→ TASK GOAL:
Locate the line that contains "My changes so". Reproduce it and all following lines up to the end of the material, exactly and with nothing added.

→ MATERIAL PROVIDED:
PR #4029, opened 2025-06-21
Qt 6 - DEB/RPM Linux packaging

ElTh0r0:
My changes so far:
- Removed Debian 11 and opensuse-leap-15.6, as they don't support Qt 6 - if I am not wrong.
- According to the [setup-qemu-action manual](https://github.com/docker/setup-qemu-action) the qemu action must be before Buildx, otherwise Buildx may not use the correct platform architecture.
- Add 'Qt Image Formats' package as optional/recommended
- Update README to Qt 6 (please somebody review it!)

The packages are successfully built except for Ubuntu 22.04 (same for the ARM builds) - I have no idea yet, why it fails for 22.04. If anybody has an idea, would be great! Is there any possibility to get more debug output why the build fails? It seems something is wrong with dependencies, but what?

→ EXERCISE OUTPUT:
My changes so far:
- Removed Debian 11 and opensuse-leap-15.6, as they don't support Qt 6 - if I am not wrong.
- According to the [setup-qemu-action manual](https://github.com/docker/setup-qemu-action) the qemu action must be before Buildx, otherwise Buildx may not use the correct platform architecture.
- Add 'Qt Image Formats' package as optional/recommended
- Update README to Qt 6 (please somebody review it!)

The packages are successfully built except for Ubuntu 22.04 (same for the ARM builds) - I have no idea yet, why it fails for 22.04. If anybody has an idea, would be great! Is there any possibility to get more debug output why the build fails? It seems something is wrong with dependencies, but what?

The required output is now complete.